2016-06-30
Excerpted with permission from "Moon teachings for July 2000" in Mooncircles Newsletter.

When the moon is waxing, the old ones advise: Plant broccoli and beans, but not your carrots. Harvest lavender blossoms for your bath, chamomile for making tea. Pick fruits to eat, but do not can them. I wish I could garden, gather herbs, and pick my fruit fresh. But I spend my weekdays in an office, making a 35-mile commute each way. Weekends I shop and do laundry, whether the moon waxes or wanes.
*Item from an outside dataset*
PR #579, opened 2022-04-26
Copy result of legacy CSV exporter to clipboard.

jaragunde:
Apparently, the data URLs generated by the legacy CSV exporter are not working in any browser.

The earth listens to the moon. But how do office workers hear it? If we envy the old ones their moon knowledge, we must also envy their sense of place and time. This was their secret. Having a sense of place brought a deep relationship with earth and sky. Knowing where you lived meant you could also forget yourself there and, slipping into the background, spy on rich conversations all around. Much more than keeping to a list of moon rules, the old ones danced in rhythm to their surroundings.
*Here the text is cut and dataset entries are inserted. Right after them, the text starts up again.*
PR #581, opened 2022-04-28
Deprecate VACATIONS_PROJECT config parameter

jaragunde:
Create a new parameter, VACATIONS_PROJECT_ID, and add a migration path where the old parameter will still work if the new is not set.


anarute (approved):
LGTM! To deploy this one we just need to change the vacations project ID, right?

jaragunde:
We could land it with VACATIONS_PROJECT_ID commented out or removed, then set it to the correct project id (it can be found in the project details page, for example).

PR #582, opened 2022-04-28
Remove timeout for new, empty task creation.

jaragunde:
The new, empty task that appears when no task are saved for the day feels too slow. The reason is: if the function is called before tasks have been loaded, it sets a 1-second timeout before retrying, which is too slow.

During the two weeks of the waxing moon, they'd note a burst of blossoms in the garden; in the woods, how sap was rising in the trees; in the orchards, how fruits were growing plumper, juicier, sweeter. With each new moon, they observed how the earth "exhales." Everything above ground swells with the earth's life force, increasing with the growing moonlight, peaking at the full moon. If you bottle olive oil or wine at this time, the liquid will burst from its container.

The earth listens to the moon. But how do office workers hear it?
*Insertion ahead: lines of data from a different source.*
PR #584, opened 2022-05-02
[#439] Append a hash to minified file names.

### LINKED ISSUE #439: Force browser to clear cache after upgrade
When we upgrade (or hotfix) the server, users often have trouble with cached files. There are methods to force that from the server, like appending a GET parameter to .js and .css requests with the version number, like: `ext.min.js?v=2.18`.

The method is described here: https://stackoverflow.com/a/1922924

jaragunde:
This will enforce browsers to retrieve again the file when the hash changes, making sure users don't use old versions of the JS code.

The minify script is changed in several ways, in addition to calculating and appending the hash to the file name:

* To revert previous minification, we now use git reset --hard. It's   dangerous but prevents the regexp logic from getting too wild.

* We now loop through the php files for every js file, making the script much less efficient. Again, this is done to simplify regexp  logic.

* Explicitly delete source map files from previous minification, to prevent maps with different hashes to pile up.

Fixes #439.

### DIFF
--- a/Makefile
+++ b/Makefile
@@ -39,21 +39,25 @@ help:
 	rm footer
 
 minify:
+	# WARNING: this will remove any unstaged changes! Do not run on a development directory
 	for i in `find -name "*.min.js" -not -path "*web/vuejs/*"`; do rm $$i; done
-	for i in `find -name "*.js" -not -path "*web/vuejs/*"` ; do \
+	for i in `find -name "*.min.js.map" -not -path "*web/vuejs/*"`; do rm $$i; done
+	#revert any previous minification changes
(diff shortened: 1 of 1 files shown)


anarute (approved):
Thanks for looking into this, I never found the time to do it.

jaragunde:
Same as I, but I found [an article](https://javascript.plainenglish.io/what-is-cache-busting-55366b3ac022) about a solution that looked straightforward to implement and I gave it a try. It wasn't so easy and I got in trouble with regexps, but I think it works in the end. We need to be careful when deploying it.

Today, I hurry through my landscape. I travel among factory-made objects where the life force is constrained. Manmade things are valued more for how they can resist time, or perhaps improve it, not dance with its changing nature. Fruit trees have a kind of intelligence that my stapler and office chair do not. What do fruit trees want? The same magic we do: They want to succeed. How?

They want their fruit to be picked. They want animals to walk away with them, eating the flesh from their precious seeds, then dropping them far from the mother tree. So they wisely fit themselves to earth's moon-breath. As the moonlight increases, they flush their fruits with color, fill them with sugars, in short, entice and allure, knowing, as the old timers warn, ripe fruits decay more quickly on a waxing moon--all the better for slipping seeds into the earth.

We don't have to know what the old ones knew or do what the old ones did. But we might learn to perceive our world with a similar sensitivity.

Earth is still exhaling with the waxing moon. How can we participate? From new moon to full, we might gather our positive energy and direct it outward. We might ripen our efforts, enticing the outer world to taste our gifts. Whatever our projects, we can designate these two weeks for relevant activities of attraction. We can be more receptive to others, too.

City life makes recovering a sense of place on earth more difficult. But our bodies give us a good place to start. During the waxing moon, as above-ground creatures, we also fill with earth's exhaling life force.